__Problem statement__
Return the run of lines below that opens with the line containing "PR #228, opened 2015-05-31" and closes with the line containing "I think this", keeping each one exact.

Stored data:
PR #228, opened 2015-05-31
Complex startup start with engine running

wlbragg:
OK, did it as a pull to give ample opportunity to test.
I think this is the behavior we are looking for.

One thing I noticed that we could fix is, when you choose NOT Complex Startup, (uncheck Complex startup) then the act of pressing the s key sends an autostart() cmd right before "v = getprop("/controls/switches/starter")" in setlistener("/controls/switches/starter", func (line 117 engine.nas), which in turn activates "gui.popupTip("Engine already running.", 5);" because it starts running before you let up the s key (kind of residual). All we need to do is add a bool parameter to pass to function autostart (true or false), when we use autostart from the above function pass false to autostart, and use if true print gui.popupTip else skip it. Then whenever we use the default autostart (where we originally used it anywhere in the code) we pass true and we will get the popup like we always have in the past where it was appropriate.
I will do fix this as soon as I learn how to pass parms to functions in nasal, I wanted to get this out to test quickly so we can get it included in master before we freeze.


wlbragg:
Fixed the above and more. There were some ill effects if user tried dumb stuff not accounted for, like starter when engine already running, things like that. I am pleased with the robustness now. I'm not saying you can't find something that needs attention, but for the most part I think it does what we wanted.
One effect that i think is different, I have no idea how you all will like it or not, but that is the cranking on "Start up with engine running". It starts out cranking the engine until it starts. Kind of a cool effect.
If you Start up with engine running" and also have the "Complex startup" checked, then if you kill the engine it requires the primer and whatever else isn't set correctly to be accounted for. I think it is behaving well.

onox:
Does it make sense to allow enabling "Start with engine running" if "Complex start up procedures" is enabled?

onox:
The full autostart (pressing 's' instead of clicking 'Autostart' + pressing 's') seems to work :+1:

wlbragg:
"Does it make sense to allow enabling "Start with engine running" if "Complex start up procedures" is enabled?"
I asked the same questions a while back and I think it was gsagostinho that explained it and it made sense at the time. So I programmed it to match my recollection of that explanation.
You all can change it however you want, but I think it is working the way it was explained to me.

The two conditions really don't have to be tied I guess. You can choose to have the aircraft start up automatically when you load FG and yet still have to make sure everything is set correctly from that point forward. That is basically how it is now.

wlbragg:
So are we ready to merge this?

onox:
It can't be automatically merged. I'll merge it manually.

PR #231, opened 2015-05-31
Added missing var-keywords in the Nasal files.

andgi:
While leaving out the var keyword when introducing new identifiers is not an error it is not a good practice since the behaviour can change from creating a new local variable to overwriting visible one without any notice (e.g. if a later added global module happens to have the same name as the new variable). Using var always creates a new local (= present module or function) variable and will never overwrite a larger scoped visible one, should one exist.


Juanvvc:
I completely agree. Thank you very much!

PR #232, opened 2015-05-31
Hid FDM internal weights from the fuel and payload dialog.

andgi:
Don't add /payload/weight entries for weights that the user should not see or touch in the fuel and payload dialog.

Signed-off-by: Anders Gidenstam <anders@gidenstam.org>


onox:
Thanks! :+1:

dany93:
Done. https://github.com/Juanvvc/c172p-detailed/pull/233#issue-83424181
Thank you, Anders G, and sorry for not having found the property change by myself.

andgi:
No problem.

==

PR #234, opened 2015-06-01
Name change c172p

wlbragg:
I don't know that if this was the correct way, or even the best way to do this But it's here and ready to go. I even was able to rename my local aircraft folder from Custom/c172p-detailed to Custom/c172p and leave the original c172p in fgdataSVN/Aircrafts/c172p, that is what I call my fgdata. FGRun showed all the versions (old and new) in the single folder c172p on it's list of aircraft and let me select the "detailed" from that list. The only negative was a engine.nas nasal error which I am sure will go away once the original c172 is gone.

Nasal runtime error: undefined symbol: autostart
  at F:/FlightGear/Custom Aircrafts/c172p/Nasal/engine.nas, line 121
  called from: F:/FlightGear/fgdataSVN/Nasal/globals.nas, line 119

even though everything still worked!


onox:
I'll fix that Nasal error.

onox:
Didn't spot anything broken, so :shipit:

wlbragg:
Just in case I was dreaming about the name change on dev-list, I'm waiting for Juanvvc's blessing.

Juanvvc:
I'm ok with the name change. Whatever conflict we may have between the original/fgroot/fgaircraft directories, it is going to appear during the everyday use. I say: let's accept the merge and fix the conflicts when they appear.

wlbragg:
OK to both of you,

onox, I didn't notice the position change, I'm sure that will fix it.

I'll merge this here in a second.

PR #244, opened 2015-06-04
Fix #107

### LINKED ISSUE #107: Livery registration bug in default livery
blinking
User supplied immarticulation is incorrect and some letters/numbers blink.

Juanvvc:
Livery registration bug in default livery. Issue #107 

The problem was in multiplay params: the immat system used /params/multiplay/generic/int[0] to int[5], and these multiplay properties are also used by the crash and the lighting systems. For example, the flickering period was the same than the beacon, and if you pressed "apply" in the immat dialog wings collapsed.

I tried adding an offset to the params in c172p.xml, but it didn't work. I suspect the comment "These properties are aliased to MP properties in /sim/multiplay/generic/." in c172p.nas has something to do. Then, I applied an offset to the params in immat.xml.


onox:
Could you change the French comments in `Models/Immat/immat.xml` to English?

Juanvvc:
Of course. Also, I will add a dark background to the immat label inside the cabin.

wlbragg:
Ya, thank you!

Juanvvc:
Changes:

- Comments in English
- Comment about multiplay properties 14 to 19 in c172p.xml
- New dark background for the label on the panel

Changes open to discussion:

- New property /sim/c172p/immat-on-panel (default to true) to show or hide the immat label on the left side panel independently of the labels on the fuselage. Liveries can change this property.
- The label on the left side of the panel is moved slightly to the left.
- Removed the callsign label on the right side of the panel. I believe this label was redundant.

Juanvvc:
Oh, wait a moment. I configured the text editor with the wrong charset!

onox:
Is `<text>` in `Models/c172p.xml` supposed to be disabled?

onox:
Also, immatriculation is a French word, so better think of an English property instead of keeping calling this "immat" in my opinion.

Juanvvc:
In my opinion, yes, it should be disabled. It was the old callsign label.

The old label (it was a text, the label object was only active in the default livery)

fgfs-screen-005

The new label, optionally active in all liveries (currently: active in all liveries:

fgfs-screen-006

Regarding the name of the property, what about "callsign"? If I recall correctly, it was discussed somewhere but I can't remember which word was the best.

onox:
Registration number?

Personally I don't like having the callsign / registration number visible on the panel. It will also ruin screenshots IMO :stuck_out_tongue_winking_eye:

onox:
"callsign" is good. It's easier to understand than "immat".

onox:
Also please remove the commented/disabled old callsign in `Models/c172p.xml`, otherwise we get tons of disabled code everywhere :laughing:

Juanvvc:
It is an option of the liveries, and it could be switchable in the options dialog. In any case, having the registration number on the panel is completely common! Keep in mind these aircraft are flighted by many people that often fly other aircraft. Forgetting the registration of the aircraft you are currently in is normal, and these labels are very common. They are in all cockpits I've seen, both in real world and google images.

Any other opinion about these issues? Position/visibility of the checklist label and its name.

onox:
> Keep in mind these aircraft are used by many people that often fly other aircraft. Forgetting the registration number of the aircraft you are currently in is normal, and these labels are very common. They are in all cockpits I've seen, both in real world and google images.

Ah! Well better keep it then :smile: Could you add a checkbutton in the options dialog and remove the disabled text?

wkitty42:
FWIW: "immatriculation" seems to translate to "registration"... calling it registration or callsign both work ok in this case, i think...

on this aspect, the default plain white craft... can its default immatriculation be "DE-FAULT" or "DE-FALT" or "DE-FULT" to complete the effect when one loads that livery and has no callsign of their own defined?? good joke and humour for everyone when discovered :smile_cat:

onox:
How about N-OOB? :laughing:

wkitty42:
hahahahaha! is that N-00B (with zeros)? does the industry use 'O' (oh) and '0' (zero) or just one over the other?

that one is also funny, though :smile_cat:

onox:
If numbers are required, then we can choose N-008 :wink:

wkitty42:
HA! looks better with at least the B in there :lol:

---

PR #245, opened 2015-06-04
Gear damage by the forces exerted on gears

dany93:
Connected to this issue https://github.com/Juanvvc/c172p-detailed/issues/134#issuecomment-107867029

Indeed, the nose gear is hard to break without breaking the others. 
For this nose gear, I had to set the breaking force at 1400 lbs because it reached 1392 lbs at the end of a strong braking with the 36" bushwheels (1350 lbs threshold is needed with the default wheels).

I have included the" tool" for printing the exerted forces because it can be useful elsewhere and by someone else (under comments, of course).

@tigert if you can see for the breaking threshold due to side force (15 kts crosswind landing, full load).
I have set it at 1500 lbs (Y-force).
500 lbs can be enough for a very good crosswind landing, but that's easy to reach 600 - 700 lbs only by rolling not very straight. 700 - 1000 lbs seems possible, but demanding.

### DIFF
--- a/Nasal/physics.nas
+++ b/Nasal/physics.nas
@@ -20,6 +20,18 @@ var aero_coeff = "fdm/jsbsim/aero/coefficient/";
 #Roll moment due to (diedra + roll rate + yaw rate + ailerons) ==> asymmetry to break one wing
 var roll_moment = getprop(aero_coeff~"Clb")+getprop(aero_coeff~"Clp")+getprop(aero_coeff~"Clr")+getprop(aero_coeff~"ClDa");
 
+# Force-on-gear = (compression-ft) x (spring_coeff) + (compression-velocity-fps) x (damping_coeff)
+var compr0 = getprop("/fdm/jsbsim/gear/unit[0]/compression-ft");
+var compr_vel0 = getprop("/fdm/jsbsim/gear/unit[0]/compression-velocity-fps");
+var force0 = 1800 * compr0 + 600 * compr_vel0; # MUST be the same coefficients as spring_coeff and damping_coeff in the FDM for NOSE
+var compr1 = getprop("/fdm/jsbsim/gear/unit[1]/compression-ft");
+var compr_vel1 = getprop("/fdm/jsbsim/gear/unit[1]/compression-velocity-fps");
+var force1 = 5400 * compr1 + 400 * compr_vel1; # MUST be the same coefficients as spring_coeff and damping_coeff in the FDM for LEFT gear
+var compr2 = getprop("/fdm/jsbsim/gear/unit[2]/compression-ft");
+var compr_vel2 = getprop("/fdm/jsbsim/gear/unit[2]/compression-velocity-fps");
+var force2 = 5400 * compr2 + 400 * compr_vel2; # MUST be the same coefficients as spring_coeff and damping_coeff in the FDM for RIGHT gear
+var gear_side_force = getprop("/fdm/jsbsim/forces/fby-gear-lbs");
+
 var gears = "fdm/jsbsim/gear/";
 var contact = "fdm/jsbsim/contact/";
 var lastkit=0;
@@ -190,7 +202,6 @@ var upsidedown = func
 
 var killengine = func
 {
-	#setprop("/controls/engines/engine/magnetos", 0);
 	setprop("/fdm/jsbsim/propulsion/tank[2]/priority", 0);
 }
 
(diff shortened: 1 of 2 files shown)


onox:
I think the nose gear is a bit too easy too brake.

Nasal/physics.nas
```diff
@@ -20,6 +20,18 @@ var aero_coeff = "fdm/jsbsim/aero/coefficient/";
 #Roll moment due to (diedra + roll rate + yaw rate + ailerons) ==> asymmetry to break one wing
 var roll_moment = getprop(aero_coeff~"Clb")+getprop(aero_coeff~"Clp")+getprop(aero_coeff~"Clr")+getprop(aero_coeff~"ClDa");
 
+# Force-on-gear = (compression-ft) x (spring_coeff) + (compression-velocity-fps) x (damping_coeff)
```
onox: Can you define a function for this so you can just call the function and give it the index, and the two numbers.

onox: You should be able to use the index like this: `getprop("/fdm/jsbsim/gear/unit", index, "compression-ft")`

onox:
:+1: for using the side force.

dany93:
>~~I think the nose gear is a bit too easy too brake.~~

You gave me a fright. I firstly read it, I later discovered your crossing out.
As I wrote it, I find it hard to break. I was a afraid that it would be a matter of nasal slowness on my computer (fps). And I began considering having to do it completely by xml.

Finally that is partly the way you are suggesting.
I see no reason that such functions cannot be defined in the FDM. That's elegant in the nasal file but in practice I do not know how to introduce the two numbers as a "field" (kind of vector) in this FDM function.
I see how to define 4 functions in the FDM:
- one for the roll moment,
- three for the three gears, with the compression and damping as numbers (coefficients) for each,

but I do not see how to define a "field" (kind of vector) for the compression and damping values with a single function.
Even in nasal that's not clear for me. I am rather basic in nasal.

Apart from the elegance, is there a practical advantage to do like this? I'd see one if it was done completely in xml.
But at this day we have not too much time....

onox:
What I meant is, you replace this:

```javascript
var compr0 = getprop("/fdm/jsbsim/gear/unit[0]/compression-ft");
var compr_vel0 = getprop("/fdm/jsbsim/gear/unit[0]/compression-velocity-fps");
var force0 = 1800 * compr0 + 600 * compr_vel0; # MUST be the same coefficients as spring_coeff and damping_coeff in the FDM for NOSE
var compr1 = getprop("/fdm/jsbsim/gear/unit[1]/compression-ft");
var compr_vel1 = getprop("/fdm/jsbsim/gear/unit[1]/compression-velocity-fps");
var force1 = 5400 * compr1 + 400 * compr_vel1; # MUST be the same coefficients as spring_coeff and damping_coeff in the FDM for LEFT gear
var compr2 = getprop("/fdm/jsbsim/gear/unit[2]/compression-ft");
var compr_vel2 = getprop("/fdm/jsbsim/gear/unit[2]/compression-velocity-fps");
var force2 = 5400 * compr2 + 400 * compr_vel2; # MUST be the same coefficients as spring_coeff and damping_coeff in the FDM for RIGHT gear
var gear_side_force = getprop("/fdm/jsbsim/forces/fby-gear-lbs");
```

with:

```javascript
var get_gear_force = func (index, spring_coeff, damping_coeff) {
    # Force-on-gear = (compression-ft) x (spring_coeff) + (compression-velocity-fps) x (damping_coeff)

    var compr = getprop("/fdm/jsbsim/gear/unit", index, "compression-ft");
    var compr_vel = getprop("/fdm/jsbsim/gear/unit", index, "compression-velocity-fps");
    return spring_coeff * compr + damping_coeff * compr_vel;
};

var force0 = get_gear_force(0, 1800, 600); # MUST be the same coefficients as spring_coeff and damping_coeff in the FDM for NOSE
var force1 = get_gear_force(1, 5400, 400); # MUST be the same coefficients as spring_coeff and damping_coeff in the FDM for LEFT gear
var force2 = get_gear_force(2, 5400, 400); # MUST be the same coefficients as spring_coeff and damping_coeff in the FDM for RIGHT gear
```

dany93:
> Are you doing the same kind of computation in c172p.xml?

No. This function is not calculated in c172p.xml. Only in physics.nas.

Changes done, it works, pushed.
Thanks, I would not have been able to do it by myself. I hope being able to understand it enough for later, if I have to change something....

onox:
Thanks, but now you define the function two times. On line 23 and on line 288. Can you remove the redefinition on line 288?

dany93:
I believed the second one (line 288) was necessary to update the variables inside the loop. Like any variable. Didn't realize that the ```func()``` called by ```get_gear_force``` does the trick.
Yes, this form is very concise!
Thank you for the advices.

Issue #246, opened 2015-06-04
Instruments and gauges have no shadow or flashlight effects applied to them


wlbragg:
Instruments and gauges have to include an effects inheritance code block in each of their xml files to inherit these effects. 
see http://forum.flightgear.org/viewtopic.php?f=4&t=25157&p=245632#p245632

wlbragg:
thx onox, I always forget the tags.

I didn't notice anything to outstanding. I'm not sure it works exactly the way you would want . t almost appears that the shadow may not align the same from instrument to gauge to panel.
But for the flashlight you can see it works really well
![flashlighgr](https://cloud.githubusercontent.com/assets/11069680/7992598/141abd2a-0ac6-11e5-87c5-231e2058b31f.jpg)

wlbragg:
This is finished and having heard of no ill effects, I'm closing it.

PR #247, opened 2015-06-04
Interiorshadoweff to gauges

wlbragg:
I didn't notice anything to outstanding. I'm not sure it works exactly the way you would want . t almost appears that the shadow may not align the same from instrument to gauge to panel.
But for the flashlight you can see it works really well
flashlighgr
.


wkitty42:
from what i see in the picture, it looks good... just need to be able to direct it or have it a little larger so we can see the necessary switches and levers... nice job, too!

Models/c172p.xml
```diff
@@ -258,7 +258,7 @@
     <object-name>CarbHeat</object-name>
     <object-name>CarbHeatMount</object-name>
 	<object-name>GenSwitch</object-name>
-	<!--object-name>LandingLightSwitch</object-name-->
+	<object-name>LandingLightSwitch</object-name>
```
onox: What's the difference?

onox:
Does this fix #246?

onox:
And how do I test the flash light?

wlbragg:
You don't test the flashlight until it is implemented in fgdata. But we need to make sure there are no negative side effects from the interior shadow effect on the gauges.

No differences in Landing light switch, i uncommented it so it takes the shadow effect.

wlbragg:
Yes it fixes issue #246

__Response to this task__
PR #228, opened 2015-05-31
Complex startup start with engine running

wlbragg:
OK, did it as a pull to give ample opportunity to test.
I think this is the behavior we are looking for.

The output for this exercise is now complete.